In this first of a two-part report, we’ll be looking at how the development of self-educating algorithms is combining with the emergence of cloud technology as the new medium for data storage and application delivery, to make it possible for network infrastructures to essentially manage themselves, in the near future.
Managing Big Data
We’ve heard a lot in the industry press and the general media, about Big Data: the humongous volumes of structured and largely unstructured information gathered through corporate networks, purchasing chains, biometric recordings, time-tracking and location data, online activities, and any number of other sources with which people interact.
Gathering information is only part of the picture. As Business Intelligence (BI) analysts have come to realise, it’s necessary to perform complex, continuous, and in some cases counter-intuitive analytical processes on Big Data, in order to extract valuable insights from it. And to meet this challenge, conventional software tools and human intelligence simply aren’t enough.
Not Managing Big Hardware
What’s emerged as standard wisdom is that Big Data requires Big Compute: processing power that’s of a comparably large scale – and often distributed – to cope with the sheer volumes of information and analytical operations.
The industry standard Hadoop analytics platform goes some way towards easing this burden. Its trademark stacks and MapReduce allow data analysis to be spread over a large array of cheap generic servers, in a batch-oriented system that reduces some of the donkey work, but doesn’t do so well with real-time functions such as stream processing, interactive applications, or more complex analyses.

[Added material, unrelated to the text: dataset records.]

PR #728, opened 2023-11-10
doc updates

mschwamb:
make changes to make it clearer for development install instructions


astjoephysics (commented):
Pip install works as expected with this command

astjoephysics (approved):

PR #3939, opened 2021-09-01
[NTDLL_APITEST] Implement NtAdjustPrivilegesToken testcase

GeoB99:
~~This is a patch that fixes a symptom that's been unveiled with #3938, where a caller can definitely disable a privilege that's been enabled by default whereas we only disable privileges that have been enabled manually with functions like `NtAdjustPrivilegesToken` and friends.~~

Implement `NtAdjustPrivilegesToken` API testcase that exercises the behavior of disabling an enabled by default privilege.

### DIFF
--- a/modules/rostests/apitests/ntdll/NtAdjustPrivilegesToken.c
+++ b/modules/rostests/apitests/ntdll/NtAdjustPrivilegesToken.c
@@ -1,0 +1,87 @@
+/*
+ * PROJECT:         ReactOS API tests
+ * LICENSE:         GPL-2.0-or-later (https://spdx.org/licenses/GPL-2.0-or-later)
+ * PURPOSE:         Tests for the NtAdjustPrivilegesToken API
+ * COPYRIGHT:       Copyright 2021 George Bișoc <george.bisoc@reactos.org>
+ */
+
+#include "precomp.h"
+
+static
+BOOL
+IsPrivilegeEnabled(
+    _In_ HANDLE TokenHandle,
+    _In_ ULONG Privilege)
+{
+    PRIVILEGE_SET PrivSet;
+    BOOL Result, Success;
+    LUID Priv;
+
+    ConvertPrivLongToLuid(Privilege, &Priv);
+
+    PrivSet.PrivilegeCount = 1;
+    PrivSet.Control = PRIVILEGE_SET_ALL_NECESSARY;
+    PrivSet.Privilege[0].Luid = Priv;
+    PrivSet.Privilege[0].Attributes = 0;
+
+    Success = PrivilegeCheck(TokenHandle, &PrivSet, &Result);
+    if (!Success)
+    {
+        skip("Failed to check the privilege (error code: %lu)\n", GetLastError());
+        return FALSE;
+    }
+
+    return Result;
+}
+
+static
+VOID
+AdjustEnableDefaultPriv(VOID)
+{
+    NTSTATUS Status;
+    HANDLE Token;
+    TOKEN_PRIVILEGES Priv;
+    BOOL Success, IsEnabled;
+    LUID PrivLuid;
+
+    Success = OpenProcessToken(GetCurrentProcess(),
+                               TOKEN_READ | TOKEN_ADJUST_PRIVILEGES,
+                               &Token);
+    if (!Success)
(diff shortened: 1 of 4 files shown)


GeoB99:
**Windows Server 2003**
Capture
**ReactOS**
Capture2

modules/rostests/apitests/ntdll/NtAdjustPrivilegesToken.c
```diff
@@ -0,0 +1,97 @@
...
+ * LICENSE:         GPL-2.0-or-later (https://spdx.org/licenses/GPL-2.0-or-later)
+ * PURPOSE:         Tests for the NtAdjustPrivilegesToken API
+ * COPYRIGHT:       Copyright 2021 George Bișoc <george.bisoc@reactos.org>
+ */
+
+#include "precomp.h"
+
+static
+LUID
+ConvertPrivLongToLuid(
```
HBelusca, line 12: Seems to be a candidate for a simple macro 🤔

ntoskrnl/se/token.c
```diff
@@ -4303,7 +4303,7 @@ SepAdjustPrivileges(
                     /* Copy SE_PRIVILEGE_ENABLED | SE_PRIVILEGE_REMOVED */
                     NewAttributes = NewState[j].Attributes;
                     NewAttributes &= (SE_PRIVILEGE_ENABLED | SE_PRIVILEGE_REMOVED);
-                    NewAttributes |= Token->Privileges[i].Attributes & ~SE_PRIVILEGE_ENABLED;
+                    NewAttributes |= Token->Privileges[i].Attributes & ~(SE_PRIVILEGE_ENABLED | SE_PRIVILEGE_ENABLED_BY_DEFAULT);
```
HBelusca, line 4306: What happens to the test results if you don't modify this line (and the other modified one below) ?
I'm not convinced this is a correct patch. This enabled_by_default flag acts like an informative flag for telling that said privilege, by default, is enabled. But this privilege can have also been disabled manually by someone, and the remaining presence of the enabled_by_default flag should not influence in any case the detection of whether a privilege is currently enabled or disabled.

HBelusca (changes requested):

ntoskrnl/se/token.c
GeoB99: Ok, it looks like ReactOS can clearly disable privileges enabled by default without problems even without these lines changed. Guess I have had a brain fart moment misunderstanding that SE_PRIVILEGE_ENABLED_BY_DEFAULT is also an indicator alongside with SE_PRIVILEGE_ENABLED where a privilege is disabled or enabled in the kernel. I will refactor this PR and only provide a testcase at this point and rethink the loops in #3938.

modules/rostests/apitests/ntdll/precomp.h
```diff
@@ -41,4 +41,12 @@ SetupLocale(
     _In_ ULONG OemCode,
     _In_ ULONG Unicode);
 
+#define ConvertPrivLongToLuid(PrivilegeVal, ConvertedPrivLuid) \
+{                                                              \
```
HBelusca, line 45:
```suggestion
do {                                                           \
```

modules/rostests/apitests/ntdll/precomp.h
```diff
@@ -41,4 +41,12 @@ SetupLocale(
...
+    LUID Luid;                                                 \
+    Luid.LowPart = PrivilegeVal;                               \
+    Luid.HighPart = 0;                                         \
+    *ConvertedPrivLuid = Luid;                                 \
+}
```
HBelusca, line 50:
```suggestion
} while (0)
```

HBelusca (approved):
LGTM (+ two suggestions in order to make the macro usable in a function-like manner).

modules/rostests/apitests/ntdll/NtAdjustPrivilegesToken.c
ThFabba: I disagree -- if anything, it's a complicated macro. What advantage does the macro give you?
The function gives you type safety, not having to worry about multiline-macro-do-while stuff, and correct syntax highlighting.

PR #3940, opened 2021-09-02
[PORTCLS] Implement CIrpQueue::GetAcquiredTagRange

oleg-dubinskiy:
## Purpose

Implement `CIrpQueue::GetAcquiredTagRange` method in IRP code of our portcls driver.
Also mark `FirstTag` and `LastTag` parameters output instead of input, since they are actually used as output parameters. Update the prototype in the header appropriately.
This method is called as well by `PinWavePciState` function from pin wavepci code, which is used by some audio drivers on real hardware (like Vinyl AC97 audio driver).

JIRA issue: [CORE-17742](https://jira.reactos.org/browse/CORE-17742)

## TODO

- [ ] The sound still does not work after my changes, so this implementation probably needs to be improved.

### DIFF
--- a/drivers/wdm/audio/backpln/portcls/irpstream.cpp
+++ b/drivers/wdm/audio/backpln/portcls/irpstream.cpp
@@ -4,6 +4,7 @@
  * FILE:            drivers/wdm/audio/backpln/portcls/irpstream.cpp
  * PURPOSE:         IRP Stream handling
  * PROGRAMMER:      Johannes Anderwald
+ *                  Oleg Dubinskiy
  */
 
 #include "private.hpp"
@@ -779,23 +780,50 @@ CIrpQueue::GetCurrentIrpOffset()
 BOOLEAN
 NTAPI
 CIrpQueue::GetAcquiredTagRange(
-    IN PVOID * FirstTag,
-    IN PVOID * LastTag)
+    OUT PVOID * FirstTag,
+    OUT PVOID * LastTag)
 {
     KIRQL OldLevel;
     BOOLEAN Ret = FALSE;
-    //PIRP Irp;
-    //PLIST_ENTRY CurEntry;
-    //PKSSTREAM_DATA StreamData;
+    PIRP Irp;
+    PLIST_ENTRY CurEntry;
+    PKSSTREAM_DATA StreamData;
 
     // lock list
     KeAcquireSpinLock(&m_IrpListLock, &OldLevel);
 
-    // initialize to zero
-    *FirstTag = NULL;
-    *LastTag = NULL;
+    CurEntry = m_IrpList.Flink;
 
-    UNIMPLEMENTED;
+    while (CurEntry != &m_IrpList)
+    {
+        // get irp from list entry
+        Irp = (PIRP)CONTAINING_RECORD(CurEntry, IRP, Tail.Overlay.ListEntry);
+
+        // get stream data
+        StreamData = (PKSSTREAM_DATA)Irp->Tail.Overlay.DriverContext[STREAM_DATA_OFFSET];
+
+        if (StreamData->StreamHeaderIndex == 0)
+        {
+            // store the first tag from stream header index
+            *FirstTag = StreamData->Tags[StreamData->StreamHeaderIndex].Tag;
+        }
+
+        // increment stream header index
+        StreamData->StreamHeaderIndex++;
+
+        if (StreamData->StreamHeaderIndex == StreamData->StreamHeaderCount)
+        {
+            // store the last tag from stream header index
+            *LastTag = StreamData->Tags[StreamData->StreamHeaderIndex].Tag;
+
+            // done
+            Ret = TRUE;
+            break;
+        }
+
+        // move to the next entry
+        CurEntry = CurEntry->Flink;
+    }
 
     // release lock
     KeReleaseSpinLock(&m_IrpListLock, OldLevel);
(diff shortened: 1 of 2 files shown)


drivers/wdm/audio/backpln/portcls/irpstream.cpp
```diff
@@ -779,23 +780,50 @@ CIrpQueue::GetCurrentIrpOffset()
...
+            // store the last tag from stream header index
+            *LastTag = StreamData->Tags[StreamData->StreamHeaderIndex].Tag;
+
+            // done
+            Ret = TRUE;
+            break;
+        }
+
+        // move to the next entry
+        CurEntry = CurEntry->Flink;
```
Extravert-ir, line 825: Comments here are useless, you can remove them without loosing anything :)

drivers/wdm/audio/backpln/portcls/irpstream.cpp
```diff
@@ -779,23 +780,50 @@ CIrpQueue::GetCurrentIrpOffset()
...
 
-    // initialize to zero
-    *FirstTag = NULL;
-    *LastTag = NULL;
+    CurEntry = m_IrpList.Flink;
+
+    while (CurEntry != &m_IrpList)
+    {
+        // get irp from list entry
+        Irp = (PIRP)CONTAINING_RECORD(CurEntry, IRP, Tail.Overlay.ListEntry);
```
Extravert-ir, line 800: Pointer cast is not needed

drivers/wdm/audio/backpln/portcls/irpstream.cpp
```diff
@@ -779,23 +780,50 @@ CIrpQueue::GetCurrentIrpOffset()
...
 
     // lock list
     KeAcquireSpinLock(&m_IrpListLock, &OldLevel);
 
-    // initialize to zero
-    *FirstTag = NULL;
-    *LastTag = NULL;
+    CurEntry = m_IrpList.Flink;
+
+    while (CurEntry != &m_IrpList)
```
Extravert-ir, line 797: This is C++, don't we have some kind of an iterator for lists?

drivers/wdm/audio/backpln/portcls/irpstream.cpp
```diff
@@ -4,6 +4,7 @@
  * FILE:            drivers/wdm/audio/backpln/portcls/irpstream.cpp
  * PURPOSE:         IRP Stream handling
  * PROGRAMMER:      Johannes Anderwald
+ *                  Oleg Dubinskiy
```
Extravert-ir, line 7: If you want to add yourself here, please format the headed according to our current coding style

Extravert-ir (changes requested):
Other than that seems good to go

drivers/wdm/audio/backpln/portcls/irpstream.cpp
```diff
@@ -779,23 +780,50 @@ CIrpQueue::GetCurrentIrpOffset()
 BOOLEAN
 NTAPI
 CIrpQueue::GetAcquiredTagRange(
-    IN PVOID * FirstTag,
-    IN PVOID * LastTag)
+    OUT PVOID * FirstTag,
+    OUT PVOID * LastTag)
```
Extravert-ir, line 784:
```suggestion
    OUT PVOID *FirstTag,
    OUT PVOID *LastTag)
```

drivers/wdm/audio/backpln/portcls/irpstream.cpp
oleg-dubinskiy: :thinking: I don't remember anything like that.

drivers/wdm/audio/backpln/portcls/irpstream.cpp
```diff
@@ -779,23 +780,50 @@ CIrpQueue::GetCurrentIrpOffset()
...
+
+        if (StreamData->StreamHeaderIndex == 0)
+        {
+            // store the first tag from stream header index
+            *FirstTag = StreamData->Tags[StreamData->StreamHeaderIndex].Tag;
+        }
 
-    UNIMPLEMENTED;
+        // increment stream header index
+        StreamData->StreamHeaderIndex++;
```
ThFabba, line 812: It doesn't seem like you should modify this. It seems to indicate a "current position" of some type, whereas this operation seems like it should be read-only. This is based on a cursory reading, so I may be wrong.

drivers/wdm/audio/backpln/portcls/irpstream.cpp
```diff
@@ -779,23 +780,50 @@ CIrpQueue::GetCurrentIrpOffset()
...
+
+        if (StreamData->StreamHeaderIndex == StreamData->StreamHeaderCount)
```
ThFabba, line 814: You don't need to loop the list if you're only interested in the first and last item.
Though it feels like these should be "smallest" and "largest" more so than first/last in the list? But I don't have a good understanding of what these tags mean, so maybe not.

ThFabba: Looked at this more, and the concept of first/last is correct the way you have it.
But I think what you want is the `Tags[0]` on the first IRP, and `Tags[StreamHeaderIndex - 1]` on the last IRP where `StreamHeaderIndex` is not zero. So something like
```
FirstTagSet = FALSE;
while (...)
{
    Irp = ...;
    StreamData = ...;
    if (StreamData->StreamHeaderIndex == 0)
    {
        break;
    }
    if (!FirstTagSet)
    {
        *FirstTag = StreamData->Tags[0].Tag;
        FirstTagSet = TRUE;
    }
    *LastTag = StreamData->Tags[StreamData->StreamHeaderIndex - 1].Tag;
    ...
}
```
Or maybe you have to go to `StreamHeaderCount` and actually do a loop. That part's not clear to me -- `ReleaseMappingWithTag` seems to look up to Index on the current IRP, up to Count on others... not sure what that's about.

PR #3943, opened 2021-09-05
[SDK:ASM][NDK] Improve and synchronize the definition of the SYNCH_LEVEL symbol.

HBelusca:
[SDK:ASM][NDK] Improve and synchronize the definition of the SYNCH_LEVEL symbol.

In particular, for a given platform (x86, AMD64...) its definition
depends for uniprocessor vs. multiprocessor NT kernel/HAL (controlled
by the CONFIG_SMP define).

Regarding the ASM-generated headers (from asm/ksx.template.h), since
they are generated once for a given platform, and since UP/MP NT builds
are generated at the same time, these headers need to contain both
SYNCH_LEVEL definitions controlled by CONFIG_SMP, instead of a fixed
value. Therefore we need to employ the geninc RAW(...) construct.

[NDK:X86] Add missing x86 CLOCK1_LEVEL and POWER_LEVEL definitions.

[SDK:ASM][NDK] Adjust the x86 definition of PCR (for UP and MP).


tkreuzer:
Makes sense. But what about just using the original definition (i.e. simply using `CONSTANT(SYNCH_LEVEL),`? I don't remember why it was done this way, but the best way to do it would be to just use whatever has been already defined by the C header files.

HBelusca:
> I don't remember why it wasn't done this way, but the best way to do it would be to just use whatever has been already defined by the C header files.

If I understand the purpose of these geninc'ed files, it's for generating these `ks<processor_arch>.inc` ASM header files. However, for a given processor architecture (thus for such a given ASM inc file) it is wishable to be able to use it when compiling both uniprocessor and multiprocessor HAL/kernel (this is not selected during configuration time, but covered both during compile time where the MP HAL / kernel get the `CONFIG_SMP` flag defined accordingly).
If we were to just use `CONSTANT(SYNCH_LEVEL)`, since the geninc(data) is generated without any `CONFIG_SMP` flag set, the recorded value would be the one suitable for monoprocessor only, and then the generated ASM inc file would only get this definition, therefore unsuitable for use when that file is used also in the MP HAL / kernel.

sdk/include/ndk/amd64/ketypes.h
```diff
@@ -276,13 +276,17 @@ typedef enum
...
+#define ISR_STACK_SIZE 0x6000
+
 //
 // Synchronization-level IRQL
 //
-#define SYNCH_LEVEL 12
-
-#define NMI_STACK_SIZE 0x2000
-#define ISR_STACK_SIZE 0x6000
+#ifndef CONFIG_SMP
```
ThFabba, line 285: I never thought this made a whole lot of sense the way it's done for x86. `CONFIG_SMP` has no meaning outside of the kernel, in most cases it won't be defined, therefore you get the UP version, no matter what type of system you're running on.
Perhaps something like `#define SYNCH_LEVEL_UP ...` / `#define SYNCH_LEVEL_MP ...` would be more useful?

HBelusca:
So, checking around the MS DDKs (Win2000, Win2003 and Win7 only...) to see how `SYNCH_LEVEL` is defined:
- always defined for both UP and MP in the ASM-generated ksXXX.inc headers;
- defined with only its MP value in wdm.h and ntddk.h in Win2k, Win2003 DDK,
- defined for both UP and MP in wdm.h and ntddk.h of WinXP DDK,
- completely absent in wdm.h (and ntddk.h it would appear) in the Win7 WDK.

Regarding the PCR define in ksXXX.inc : only defined for both UP and MP in Win2k3 DDK; otherwise just the MP definition (`PCR equ fs:`) in Win7 WDK.

sdk/include/ndk/amd64/ketypes.h
tkreuzer: NDK contains a lot of stuff that should be private to the kernel. But this is what we do and we need this definition somewhere, I guess.

tkreuzer (approved):

sdk/include/ndk/amd64/ketypes.h
HBelusca: Those definitions may also be used in the HAL.

DarkFire01 (approved):
SMP ARM actually defines SYNCH_LEVEL on CONFIG_SMP as IPI_LEVL - 2 as well! But otherwise this is all good.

At this point, the Cloud comes into the picture, to assist in coping with the scale of what’s involved. Cloud-based infrastructures have emerged, with remotely hosted banks of servers, computational resources and software for data storage and analysis – with the multiplication factor allowing for the processing power needed to accommodate the multiplying number of data sources.
Adding IoT to the Mix
And with the emergence of the Internet of Things or IoT, those data sources just keep coming. Performance-tracking wearables, smart household appliances, communicative self-driving vehicles, consumables that can tell you what they contain, and where they are – the pool of potentially insightful data is set to grow, rather than diminish. Some figures suggest that the equivalent of the entire Google search engine’s worth of data is being created every four days.
And the analytical tools required to extract value from it will need to step up their game, and become just as smart as the data sources that they’re analysing – or hopefully smarter.
A Dose of Intelligence
The evolving landscape of smart and responsive devices and technologies demands analytical processes and tools that lend themselves to observations and reactions at the human scale. Data analytics engines will need to be in memory, and in parallel with the data pools that they’re addressing. And analytics systems will have to perform iterations on a continuous basis, and be adaptive and responsive to change, themselves.
In essence, the new breed of analytics tools will need to be capable of learning.
Learning Machines
Machine learning is a term widely used in computer science and other disciplines, describing a process whereby low-level algorithms are employed to uncover patterns implicit within pools of data. It’s analogous to the process that occurs in human thought, where we learn from our life experiences, rather than from specific sets of lessons or instructions.
Information is fed into the system as classifiers, which are represented in some form of language that the computer can understand. Objective or scoring functions are applied to these classifiers, to evaluate them as good or bad. Then optimisation techniques are applied to the results, to isolate the highest scoring functions. These may then be carried forward as the basis of further decision-making action, on the part of the system.
It’s machines (systems and software), learning by inference or implication; the machine learning algorithms uncover the best ways to perform complex tasks by generalising from a learned database of examples. Generally speaking, the more data (examples) you have available, the bigger the range of complex tasks that may be performed. So, Big Data working in tandem with Machine Learning may provide analytics with a huge array of tools and techniques.
At the heart of a machine learning process is the system’s ability to make generalisations that go beyond the data in its initial training set. Though having a lot of data available helps, it’s not the crucial factor to a system’s performance. Rather, it is the range of features available to the system as a whole – and the way these features interact – that has the greatest impact on its ability to learn.
Looking Ahead
With their ability to adapt to changing conditions, and to respond to activities at the human scale (some in real time), learning machines are well placed to become the basis for analytics tools that can predict the logical outcome of certain sequences of observations and events, from their exploration, visualisation, modelling, querying, and retesting of the data to which they’re exposed.
This predictive analysis may not only extrapolate future outcomes from current information, but also uncover hidden issues or outcomes which may be inferred from known data sources.
It’s this predictive element that has great potential in the management of complex systems such as network infrastructures. And it’s infrastructure analytics using machine intelligence that will be the focus of the concluding part of this report.